Every line with "DeviceModelInternal" in it should be copied from the data.

──────── RECORDED INFORMATION

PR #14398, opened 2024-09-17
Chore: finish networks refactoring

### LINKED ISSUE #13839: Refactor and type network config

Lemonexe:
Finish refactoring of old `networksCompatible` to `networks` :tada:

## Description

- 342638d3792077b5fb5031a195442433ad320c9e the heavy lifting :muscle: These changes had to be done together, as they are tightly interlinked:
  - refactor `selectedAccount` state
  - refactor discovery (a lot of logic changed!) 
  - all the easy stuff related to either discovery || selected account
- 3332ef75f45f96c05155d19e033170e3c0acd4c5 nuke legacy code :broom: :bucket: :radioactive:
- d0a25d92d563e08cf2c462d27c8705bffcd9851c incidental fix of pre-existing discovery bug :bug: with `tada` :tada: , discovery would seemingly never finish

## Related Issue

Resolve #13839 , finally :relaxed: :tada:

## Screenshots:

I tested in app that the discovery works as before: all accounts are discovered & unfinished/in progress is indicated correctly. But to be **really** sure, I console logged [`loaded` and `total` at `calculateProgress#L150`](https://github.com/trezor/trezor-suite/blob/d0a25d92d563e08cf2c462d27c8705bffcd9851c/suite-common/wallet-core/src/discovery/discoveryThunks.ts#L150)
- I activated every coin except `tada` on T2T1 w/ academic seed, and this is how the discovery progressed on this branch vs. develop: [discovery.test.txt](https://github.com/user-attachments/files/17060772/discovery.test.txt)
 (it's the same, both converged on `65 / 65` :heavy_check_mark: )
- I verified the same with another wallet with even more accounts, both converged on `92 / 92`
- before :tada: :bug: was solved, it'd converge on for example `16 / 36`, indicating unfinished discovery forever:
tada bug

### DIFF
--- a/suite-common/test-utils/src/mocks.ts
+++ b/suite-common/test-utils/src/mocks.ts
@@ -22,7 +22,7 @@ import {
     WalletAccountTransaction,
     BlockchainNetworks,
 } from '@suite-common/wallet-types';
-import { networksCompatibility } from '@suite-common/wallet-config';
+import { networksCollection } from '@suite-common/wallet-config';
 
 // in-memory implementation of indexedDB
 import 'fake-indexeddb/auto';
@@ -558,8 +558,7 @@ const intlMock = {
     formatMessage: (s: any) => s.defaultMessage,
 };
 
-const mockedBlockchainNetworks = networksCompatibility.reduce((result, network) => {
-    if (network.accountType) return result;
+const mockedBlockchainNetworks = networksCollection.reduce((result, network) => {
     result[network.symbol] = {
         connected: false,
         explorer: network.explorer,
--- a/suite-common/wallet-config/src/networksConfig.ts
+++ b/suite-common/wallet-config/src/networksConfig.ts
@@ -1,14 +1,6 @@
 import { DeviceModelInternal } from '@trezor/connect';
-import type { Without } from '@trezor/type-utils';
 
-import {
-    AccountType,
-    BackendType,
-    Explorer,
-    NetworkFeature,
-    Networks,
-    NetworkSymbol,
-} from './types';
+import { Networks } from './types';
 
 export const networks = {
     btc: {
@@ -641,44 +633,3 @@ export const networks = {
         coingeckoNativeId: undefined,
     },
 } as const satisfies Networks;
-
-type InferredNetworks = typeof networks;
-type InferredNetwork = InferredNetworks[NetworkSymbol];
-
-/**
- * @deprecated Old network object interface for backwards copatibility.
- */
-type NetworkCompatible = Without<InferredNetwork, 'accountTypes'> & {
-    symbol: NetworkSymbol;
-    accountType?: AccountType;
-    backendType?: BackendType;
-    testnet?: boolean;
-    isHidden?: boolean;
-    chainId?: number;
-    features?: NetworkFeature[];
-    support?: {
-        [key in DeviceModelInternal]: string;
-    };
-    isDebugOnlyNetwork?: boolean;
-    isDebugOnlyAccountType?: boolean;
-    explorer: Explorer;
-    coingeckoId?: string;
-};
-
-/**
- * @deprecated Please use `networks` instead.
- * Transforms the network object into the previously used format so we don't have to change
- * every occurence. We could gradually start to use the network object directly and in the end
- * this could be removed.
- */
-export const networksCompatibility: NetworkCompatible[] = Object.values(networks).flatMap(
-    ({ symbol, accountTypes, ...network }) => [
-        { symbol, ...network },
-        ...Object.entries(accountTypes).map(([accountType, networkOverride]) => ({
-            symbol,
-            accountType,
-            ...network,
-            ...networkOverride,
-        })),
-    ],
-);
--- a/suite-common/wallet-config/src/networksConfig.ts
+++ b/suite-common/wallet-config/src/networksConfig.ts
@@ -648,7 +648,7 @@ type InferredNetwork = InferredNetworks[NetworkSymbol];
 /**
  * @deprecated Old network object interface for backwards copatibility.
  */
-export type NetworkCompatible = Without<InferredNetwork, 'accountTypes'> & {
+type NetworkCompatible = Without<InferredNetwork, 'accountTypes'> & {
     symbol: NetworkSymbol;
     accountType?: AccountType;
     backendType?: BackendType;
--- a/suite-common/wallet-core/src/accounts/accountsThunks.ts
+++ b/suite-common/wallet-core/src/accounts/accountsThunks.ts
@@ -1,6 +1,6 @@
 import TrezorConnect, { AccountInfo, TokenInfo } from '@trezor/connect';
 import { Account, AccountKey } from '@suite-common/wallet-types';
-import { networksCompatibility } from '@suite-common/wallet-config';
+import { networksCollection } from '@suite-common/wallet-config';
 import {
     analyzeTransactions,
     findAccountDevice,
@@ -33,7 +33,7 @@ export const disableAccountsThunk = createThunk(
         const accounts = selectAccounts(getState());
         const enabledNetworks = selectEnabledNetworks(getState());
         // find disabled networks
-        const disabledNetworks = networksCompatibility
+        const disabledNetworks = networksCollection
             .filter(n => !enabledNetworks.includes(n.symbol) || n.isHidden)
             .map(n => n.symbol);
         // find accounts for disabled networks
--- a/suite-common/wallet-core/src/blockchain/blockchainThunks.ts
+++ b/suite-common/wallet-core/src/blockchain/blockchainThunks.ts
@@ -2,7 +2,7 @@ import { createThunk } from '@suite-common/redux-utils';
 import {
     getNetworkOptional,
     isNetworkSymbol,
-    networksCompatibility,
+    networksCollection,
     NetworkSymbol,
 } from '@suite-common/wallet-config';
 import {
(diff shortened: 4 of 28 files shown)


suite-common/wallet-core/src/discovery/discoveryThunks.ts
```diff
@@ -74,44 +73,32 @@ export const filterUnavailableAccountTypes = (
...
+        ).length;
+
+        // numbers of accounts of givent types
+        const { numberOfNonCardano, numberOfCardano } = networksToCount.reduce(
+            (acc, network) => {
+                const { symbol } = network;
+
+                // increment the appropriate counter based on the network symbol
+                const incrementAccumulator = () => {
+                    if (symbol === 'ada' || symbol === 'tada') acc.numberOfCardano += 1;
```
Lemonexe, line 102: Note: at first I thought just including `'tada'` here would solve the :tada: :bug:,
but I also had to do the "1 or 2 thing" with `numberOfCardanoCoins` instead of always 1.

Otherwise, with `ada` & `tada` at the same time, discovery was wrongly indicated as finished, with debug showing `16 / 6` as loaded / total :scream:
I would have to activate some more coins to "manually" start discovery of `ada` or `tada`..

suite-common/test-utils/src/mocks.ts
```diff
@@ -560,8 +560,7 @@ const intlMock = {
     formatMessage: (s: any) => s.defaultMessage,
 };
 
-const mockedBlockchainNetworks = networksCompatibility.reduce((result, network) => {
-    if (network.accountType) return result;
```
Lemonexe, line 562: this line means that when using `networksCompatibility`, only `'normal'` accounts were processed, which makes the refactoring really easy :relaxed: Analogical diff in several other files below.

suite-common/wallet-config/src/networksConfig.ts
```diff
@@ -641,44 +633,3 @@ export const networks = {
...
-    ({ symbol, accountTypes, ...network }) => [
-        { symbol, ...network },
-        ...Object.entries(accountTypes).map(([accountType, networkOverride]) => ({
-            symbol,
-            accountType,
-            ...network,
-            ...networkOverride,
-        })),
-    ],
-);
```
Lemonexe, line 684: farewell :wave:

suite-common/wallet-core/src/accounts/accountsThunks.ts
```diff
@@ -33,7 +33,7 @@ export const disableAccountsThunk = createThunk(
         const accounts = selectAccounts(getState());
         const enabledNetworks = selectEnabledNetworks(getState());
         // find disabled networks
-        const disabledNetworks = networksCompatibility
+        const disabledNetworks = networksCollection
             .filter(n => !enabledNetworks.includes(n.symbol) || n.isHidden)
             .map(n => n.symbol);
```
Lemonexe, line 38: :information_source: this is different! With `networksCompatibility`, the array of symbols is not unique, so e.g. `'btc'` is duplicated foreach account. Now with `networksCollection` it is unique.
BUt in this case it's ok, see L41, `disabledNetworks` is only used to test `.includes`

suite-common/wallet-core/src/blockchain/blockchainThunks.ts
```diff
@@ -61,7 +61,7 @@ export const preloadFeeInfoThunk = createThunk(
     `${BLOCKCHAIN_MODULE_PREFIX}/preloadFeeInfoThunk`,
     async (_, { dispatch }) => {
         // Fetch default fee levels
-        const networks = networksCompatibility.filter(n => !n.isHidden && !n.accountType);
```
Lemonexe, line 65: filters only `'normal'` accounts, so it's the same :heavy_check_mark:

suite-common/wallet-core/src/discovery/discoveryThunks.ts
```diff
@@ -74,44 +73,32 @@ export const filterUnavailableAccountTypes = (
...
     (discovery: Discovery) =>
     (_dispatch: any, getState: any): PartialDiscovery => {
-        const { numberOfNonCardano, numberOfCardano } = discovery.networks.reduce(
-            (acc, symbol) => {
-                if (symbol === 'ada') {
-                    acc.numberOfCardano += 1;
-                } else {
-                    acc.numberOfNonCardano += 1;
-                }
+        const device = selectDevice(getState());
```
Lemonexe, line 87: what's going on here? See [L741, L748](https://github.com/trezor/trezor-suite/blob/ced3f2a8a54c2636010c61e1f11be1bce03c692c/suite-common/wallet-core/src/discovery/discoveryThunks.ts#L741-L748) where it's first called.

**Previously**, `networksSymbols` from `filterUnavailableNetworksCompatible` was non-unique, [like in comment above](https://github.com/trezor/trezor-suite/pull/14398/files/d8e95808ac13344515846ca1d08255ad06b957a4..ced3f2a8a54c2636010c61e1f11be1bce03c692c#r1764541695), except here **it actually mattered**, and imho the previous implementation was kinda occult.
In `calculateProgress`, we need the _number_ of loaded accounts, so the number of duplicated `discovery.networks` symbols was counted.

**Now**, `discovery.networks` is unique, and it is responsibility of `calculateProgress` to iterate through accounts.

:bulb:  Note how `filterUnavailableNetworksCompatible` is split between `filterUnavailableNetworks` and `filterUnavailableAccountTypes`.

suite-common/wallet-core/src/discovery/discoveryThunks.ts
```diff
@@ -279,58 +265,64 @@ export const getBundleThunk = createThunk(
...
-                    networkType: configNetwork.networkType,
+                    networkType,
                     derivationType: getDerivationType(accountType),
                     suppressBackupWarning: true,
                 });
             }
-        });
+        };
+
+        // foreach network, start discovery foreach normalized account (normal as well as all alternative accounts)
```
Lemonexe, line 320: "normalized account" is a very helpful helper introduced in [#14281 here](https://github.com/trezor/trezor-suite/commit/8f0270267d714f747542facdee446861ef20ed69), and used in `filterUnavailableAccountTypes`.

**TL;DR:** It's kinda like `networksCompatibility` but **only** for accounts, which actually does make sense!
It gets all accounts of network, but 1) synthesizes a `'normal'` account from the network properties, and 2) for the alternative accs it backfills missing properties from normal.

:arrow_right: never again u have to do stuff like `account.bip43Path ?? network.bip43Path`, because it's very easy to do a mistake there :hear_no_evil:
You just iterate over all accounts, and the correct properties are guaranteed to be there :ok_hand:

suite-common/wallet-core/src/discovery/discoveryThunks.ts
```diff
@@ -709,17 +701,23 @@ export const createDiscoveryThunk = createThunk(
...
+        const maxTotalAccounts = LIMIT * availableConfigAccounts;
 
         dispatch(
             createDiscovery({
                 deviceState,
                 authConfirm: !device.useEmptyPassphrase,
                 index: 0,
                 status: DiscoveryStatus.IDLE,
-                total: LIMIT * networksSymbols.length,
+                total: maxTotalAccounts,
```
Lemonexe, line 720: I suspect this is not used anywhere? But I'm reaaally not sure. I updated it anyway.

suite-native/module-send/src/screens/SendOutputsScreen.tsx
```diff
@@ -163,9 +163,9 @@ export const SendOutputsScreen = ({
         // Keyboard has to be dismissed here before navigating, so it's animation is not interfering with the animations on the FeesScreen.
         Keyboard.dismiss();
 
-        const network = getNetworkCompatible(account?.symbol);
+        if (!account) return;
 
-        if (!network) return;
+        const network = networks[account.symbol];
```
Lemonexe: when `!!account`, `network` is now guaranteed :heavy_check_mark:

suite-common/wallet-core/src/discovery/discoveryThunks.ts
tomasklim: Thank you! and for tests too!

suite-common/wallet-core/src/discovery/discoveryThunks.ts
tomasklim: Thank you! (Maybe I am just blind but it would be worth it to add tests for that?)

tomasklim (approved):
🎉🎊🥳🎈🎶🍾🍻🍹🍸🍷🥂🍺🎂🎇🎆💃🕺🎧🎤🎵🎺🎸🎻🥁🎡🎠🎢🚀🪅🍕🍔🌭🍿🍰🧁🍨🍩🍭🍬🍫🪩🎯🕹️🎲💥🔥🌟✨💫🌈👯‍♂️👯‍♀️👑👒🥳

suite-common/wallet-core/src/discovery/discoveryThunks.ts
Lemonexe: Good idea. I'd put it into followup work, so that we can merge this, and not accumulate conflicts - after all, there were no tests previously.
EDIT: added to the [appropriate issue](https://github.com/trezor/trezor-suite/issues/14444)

────────────────

## EXERCISE ANSWER
 import { DeviceModelInternal } from '@trezor/connect';
-        [key in DeviceModelInternal]: string;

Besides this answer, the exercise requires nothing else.